— Как здоровье, Иван Макарович? — весело поинтересовался почтальон, а это, по мнению Непийводы, предвещало добрую весть. — Деньги вам…
— Деньги?
— Да еще откуда! Из Петербурга, от самого царя-батюшки…
Иван Макарович приподнялся на локте, глаза его счастливо засияли. Он вдруг, как наяву, увидел родное село, леваду, черную вспаханную землю, которую купит в ближайшее же время. Теперь он не будет прозябать тут и Степана заберет, да так станет хозяйничать, что только держись…

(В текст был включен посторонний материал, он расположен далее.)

PR #27454, opened 2025-11-26
Use random table name even for fail scenarios in create smoke tests

vlad-lyutenko:
## Description

In trino engine, it could be situation that some checks could be executed on different levels (Metastore e.t.c)
So we can fall in situation, that with static table name (if for example it mimics some bucket storage), some location checks could potentially be executed before engine checks (and test could fail not because of some logic, but just because preexisting bucket). 
To omit such situation - let's use random naming even for fail scenarious.

## Release notes

```markdown
## Section
```


findinpath (approved):
Could you pls share in the description of the PR a stacktrace to reveal in more detail what kind of unexpected issues are appearing while running the tests concurrently?

Thank you for your contribution 🙏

Почтальон долго рылся в потертой кожаной сумке, отыскивая бумагу с двуглавым орлом и коронами. Непийвода не торопил, — ведь от самого царя…
— Нужно расписаться, — сказал почтальон.
— Пускай Степан распишется. Степан, чего стоишь?
Иван Макарович радовался как ребенок: ведь он не Попудренко, который скачет на костылях под забором… Что бы там ни говорили, а правда на свете есть: царь-батюшка не забывает своих подданных…
Почтальон, вынув и положив на стол деньги, велел Степану расписаться.
— Сколько там? — не выдержал больше Иван Макарович.
— Двадцать пять рублей.
— Сколько? — одними губами переспросил Иван Макарович.
— Двадцать пять.
— Двадцать пять, — повторил Непийвода, даже не глянув на деньги.
В один миг все надежды, взлелеянные долгими бессонными ночами, надежды, которые поддерживали его в минуты страшного горя, рассыпались в прах. Были — и нет! Никогда в жизни ему еще не было так больно, даже в тот момент, когда после аварии он пришел в сознание и ждал операции.
— Кровопийцы! Душегубы! — захрипел он в бессильной ярости.
— Успокойтесь, отец, — сказал Степан.
— Успокоиться? А как ты жить собираешься? Ах, кровопийцы! Нет на них божьей кары. И царь с ними заодно… Нету правды на свете! Нету…
Никаких надежд, никакого просвета… Лежал молчаливый, ни с кем не разговаривал, а потом велел выкинуть из хаты все иконы…
11
Григорий пришел на станцию, когда в вагон вталкивали заключенных, сидевших за неповиновение и вольнодумство в екатеринославской тюрьме, а теперь высылаемых в Восточную Сибирь. Плакали жены и дети. Неподалеку стояли угрюмые рабочие, исподлобья наблюдая, как конвойные расправлялись с их товарищами: толкали в спину прикладами, кричали и ругались.
Среди толпы, как всегда, объявился всезнайка.
— Ну, теперь их туда зашлют, куда Макар телят не гонял, да так перетрут-перемелют, что они забудут, как мать родную звали.
— Да, знаете, разное бывает… — запротестовал какой-то молодой человек в светлом аккуратном костюме и смело посмотрел на говорившего: — Я тоже сидел там, куда Макар телят не гонял, а как видите…
Возвращался Григорий ржаным полем и решил незаметно проскользнуть на квартиру знакомого петербургского рабочего, у которого последнее время собирался нелегальный кружок. Оглянувшись, обратил внимание на человека в летнем костюме, которого встретил недавно на вокзале. Тот, увидев Григория, приостановился. «Вероятно, идет туда же, куда и я… Не стану его пугать», — подумал Григорий и неожиданно для себя повернул в сторону Шляховки. Степан ему сказал, что девушка с синими глазами, которую он заприметил во время кулачного боя, а потом все время искал и в Новых Кайдаках, и в Шляховке, и в Чечелевке, живет именно в Шляховке и зовут ее Доменика. Григорий был уверен, что сегодня обязательно встретит ее, и поэтому даже не удивился, заметив возле одной из калиток ту, о которой так часто думал. Кровь бросилась ему в лицо, гулко заколотилось сердце. Пересилив себя, он подошел к ней:
— Добрый вечер, Доменика! Ты тут живешь?
— Тут… — удивленно вскинула она тонкие брови. — А разве сейчас вечер?
— А я и не заметил… — смутился Григорий. — Ты чего улыбаешься?
— Смешное вспомнила.
— Смешное? А что?
— Долго говорить, а нечего слушать. Откуда ты знаешь, как меня зовут?
— Угадал. А я — Григорий.
— Ты на цыгана похож. Может, и вправду цыган?
— Нет, не цыган…
Девушка посмотрела на открытую дверь хаты.
— Постой. Не уходи. Давай погуляем? — попросил Григорий.
Они направились в степь. По желтеющим хлебам легкий ветерок гнал мелкие волны. Прямо из-под ног выпорхнула перепелка и низко полетела над нивой. Григорий нагнулся, раздвинул густую поросль.